**Your objective**
Extract, from the listing that follows, each line containing the word "item".

**Data for this task**
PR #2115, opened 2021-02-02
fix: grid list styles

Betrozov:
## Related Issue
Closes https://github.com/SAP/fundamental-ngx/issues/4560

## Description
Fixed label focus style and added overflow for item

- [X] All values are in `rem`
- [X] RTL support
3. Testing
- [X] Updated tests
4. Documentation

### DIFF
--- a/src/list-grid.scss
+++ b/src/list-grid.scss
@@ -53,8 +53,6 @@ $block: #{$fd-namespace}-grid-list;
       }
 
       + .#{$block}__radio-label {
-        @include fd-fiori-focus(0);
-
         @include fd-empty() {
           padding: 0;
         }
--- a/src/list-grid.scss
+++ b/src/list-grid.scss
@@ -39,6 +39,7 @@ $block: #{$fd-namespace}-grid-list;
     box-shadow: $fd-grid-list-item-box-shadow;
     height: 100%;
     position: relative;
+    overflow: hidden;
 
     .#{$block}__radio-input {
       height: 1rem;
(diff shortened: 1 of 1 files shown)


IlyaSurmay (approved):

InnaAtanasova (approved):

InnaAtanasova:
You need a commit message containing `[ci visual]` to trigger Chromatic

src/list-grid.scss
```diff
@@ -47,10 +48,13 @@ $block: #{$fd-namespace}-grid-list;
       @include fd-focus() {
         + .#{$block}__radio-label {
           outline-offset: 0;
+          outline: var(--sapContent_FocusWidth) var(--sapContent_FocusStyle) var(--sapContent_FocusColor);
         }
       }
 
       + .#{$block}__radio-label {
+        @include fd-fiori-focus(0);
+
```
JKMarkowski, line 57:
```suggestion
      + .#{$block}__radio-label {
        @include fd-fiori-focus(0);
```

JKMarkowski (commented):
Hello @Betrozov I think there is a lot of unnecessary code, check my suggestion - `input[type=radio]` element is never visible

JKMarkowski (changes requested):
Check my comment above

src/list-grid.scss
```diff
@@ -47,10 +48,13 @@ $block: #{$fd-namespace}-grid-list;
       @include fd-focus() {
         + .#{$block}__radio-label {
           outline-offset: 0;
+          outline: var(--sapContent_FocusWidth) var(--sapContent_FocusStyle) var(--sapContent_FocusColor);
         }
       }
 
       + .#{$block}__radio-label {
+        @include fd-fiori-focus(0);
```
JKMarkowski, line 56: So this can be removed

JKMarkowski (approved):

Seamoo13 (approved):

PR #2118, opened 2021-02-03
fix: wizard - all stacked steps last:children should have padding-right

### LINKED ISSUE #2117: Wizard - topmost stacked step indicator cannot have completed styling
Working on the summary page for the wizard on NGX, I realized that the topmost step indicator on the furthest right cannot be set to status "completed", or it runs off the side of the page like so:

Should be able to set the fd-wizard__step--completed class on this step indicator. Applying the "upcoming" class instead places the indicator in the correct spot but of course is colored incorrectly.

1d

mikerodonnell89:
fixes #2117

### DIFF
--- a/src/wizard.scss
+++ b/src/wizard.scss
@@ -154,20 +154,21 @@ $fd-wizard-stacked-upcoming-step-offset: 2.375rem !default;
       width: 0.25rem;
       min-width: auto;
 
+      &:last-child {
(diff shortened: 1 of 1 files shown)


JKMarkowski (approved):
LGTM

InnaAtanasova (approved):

**Task answer**
Fixed label focus style and added overflow for item
     box-shadow: $fd-grid-list-item-box-shadow;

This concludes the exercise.